Saved entries:
Issue #16139, opened 2020-12-10
Fix weird string concatenation


willdurand:
Follow-up: https://github.com/mozilla/addons-server/issues/8617

---

@eviljeff found some weird string concatenation occurrences like:

```python
foo = 'abc' 'def'
```

instead of:

```python
foo = 'abcdef'
```

Let's fix the ones we can find!

PR #16140, opened 2020-12-10
Fix weird string concatenation

willdurand:
Fixes https://github.com/mozilla/addons-server/issues/16139

### DIFF
--- a/src/olympia/amo/monitors.py
+++ b/src/olympia/amo/monitors.py
@@ -48,7 +48,7 @@ def memcache():
 
             memcache_results.append((ip, port, result))
         if not using_twemproxy and len(memcache_results) < 2:
-            status = ('2+ memcache servers are required.' '%s available') % len(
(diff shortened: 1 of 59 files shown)


src/olympia/amo/monitors.py
```diff
@@ -48,7 +48,7 @@ def memcache():
 
             memcache_results.append((ip, port, result))
         if not using_twemproxy and len(memcache_results) < 2:
-            status = ('2+ memcache servers are required.' '%s available') % len(
+            status = ('2+ memcache servers are required. %s available') % len(
```
willdurand, line 51: This changes the string slightly but I think that's what we want?

eviljeff (approved):
I saw one with `"` strings too - promoted/models.py

willdurand:
> I saw one with `"` strings too - promoted/models.py

I will fix them in https://github.com/mozilla/addons-server/issues/16142

PR #16150, opened 2020-12-10
handle licenses (and other objects) being missing for translations

### LINKED ISSUE #16129: Collection add-ons list returns a 500 error when certain add-ons are included in the collection

Make the following request:
https://addons-dev.allizom.org/api/v4/accounts/account/10642146/collections/500/addons/

### What happened?
You receive a 500 error

Collection add-ons are returned 

There are some particularities to reproducing this issue, at least from what I've noticed after trying different scenarios:
- I encountered the issue only with some dictionaries; in the first example, the dictionary that causes the 500 is https://addons-dev.allizom.org/api/v4/accounts/account/addons/addon/3627/
- a few other collection examples where the issue can be reproduced:
  - https://addons-dev.allizom.org/api/v4/accounts/account/10640485/collections/collection-create-10/addons/ => caused by add-on 204312, also a dictionary
  -  https://addons-dev.allizom.org/api/v4/accounts/account/10642146/collections/500-error/addons/ => caused by add-on 10391, also a dictionary
- if you add a `lang=` parameter to these requests, the error disappears, so this could be somehow related to translated fields, although, the addon detail API for the problematic add-ons doesn't seem to be affected

eviljeff:
fixes #16129

### DIFF
--- a/src/olympia/amo/tests/test_utils.py
+++ b/src/olympia/amo/tests/test_utils.py
@@ -101,7 +101,7 @@ class TestAttachTransDict(TestCase):
             'es': 'Spanish 2 Name',
         }
         addon2.save()
-        attach_trans_dict(Addon, [addon, addon2])
+        attach_trans_dict(Addon, [addon, addon2, None])
         assert set(addon.translations[addon.description_id]) == (
             set([('en-us', 'English Description'), ('fr', 'French Description')])
         )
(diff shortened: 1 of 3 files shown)


willdurand (approved):

willdurand:
I'm going to merge this patch. It's fairly small but still.

PR #16161, opened 2020-12-11
Add link to scanner result on flagged versions in review page for admins

### LINKED ISSUE #15903: Link from reviewer page to scanner result page for scanner result admins
On the reviewer tools page, if a version was flagged by a scanner, we see a _Flagged by scanners_ label.

If the reviewer has the permission `Admin:ScannersResultsView` and `is_staff` is `true`, let's linkify that label and point to the scanners result page for that version.

diox:
Fixes #15903

### DIFF
--- a/src/olympia/reviewers/templates/reviewers/includes/version.html
+++ b/src/olympia/reviewers/templates/reviewers/includes/version.html
@@ -60,7 +60,16 @@
       {% endif %}
 
       {% if version.needs_human_review %}
-        <div><strong class="risk-high">{{ _('Flagged by scanners') }}</strong></div>
+        <div><strong class="risk-high">
+          {{ _('Flagged by scanners') }}
+          {%- if request.user.is_staff and action_allowed(amo.permissions.ADMIN_SCANNERS_RESULTS_VIEW) %}
+            {% for result in version.scannerresults.all() -%}
+              {%- if loop.first %}({% endif -%}
+              <a href="{{ url('admin:scanners_scannerresult_change', result.pk ) }}">{{ result.get_scanner_display() }}</a>
+              {%- if loop.last %}){% else %}, {% endif -%}
+            {%- endfor %}
+          {%- endif %}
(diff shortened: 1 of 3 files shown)


src/olympia/reviewers/templates/reviewers/includes/version.html
```diff
@@ -60,7 +60,16 @@
       {% endif %}
 
       {% if version.needs_human_review %}
-        <div><strong class="risk-high">{{ _('Flagged by scanners') }}</strong></div>
+        <div><strong class="risk-high">
+          {{ _('Flagged by scanners') }}
+          {%- if request.user.is_staff and action_allowed(amo.permissions.ADMIN_SCANNERS_RESULTS_VIEW) %}
```
willdurand, line 65: Why do we need the `is_staff` restriction?

src/olympia/reviewers/views.py
```diff
@@ -781,12 +781,12 @@ def review(request, addon, channel=None):
...
         .select_related('reviewerflags')
-        # Prefetch scanner results, but we only care about pk, scanner and
-        # score, not the results themselves.
+        # Prefetch scanner results... but without the results json as we don't
+        # need it.
         .prefetch_related(
             Prefetch(
                 'scannerresults',
-                queryset=ScannerResult.objects.only('pk', 'scanner', 'score'),
+                queryset=ScannerResult.objects.defer('results'),
```
willdurand, line 789: ah that's cool, I didn't know about `defer`

willdurand (approved):
r+wc

src/olympia/reviewers/templates/reviewers/includes/version.html
diox: Requested in the issue. It's unlikely to happen in production, but locally or on dev, users might have the permission while not having access to the admin in general because they don't have `is_staff`. The extra condition ensures those users wouldn't see a broken link.

PR #16173, opened 2020-12-14
Optimize queries made by reviewer & admin tools to figure out if add-ons have listed/unlisted versions in a list

### LINKED ISSUE #16132: Add transformer to prefill has_listed_versions / has_unlisted_versions for a queryset

diox:
Fixes #16132

### DIFF
--- a/src/olympia/addons/admin.py
+++ b/src/olympia/addons/admin.py
@@ -6,6 +6,7 @@ from django.conf import settings
 from django.conf.urls import url
 from django.contrib import admin
 from django.core import validators
+from django.db.models import Exists, OuterRef
 from django.forms.models import modelformset_factory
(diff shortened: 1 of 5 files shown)


bobsilverberg (approved):
Looks good, nice work!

WHAT THE TASK ASKS
Please say how many lines above contain "that", number only.

ANSWER TO THIS TASK
4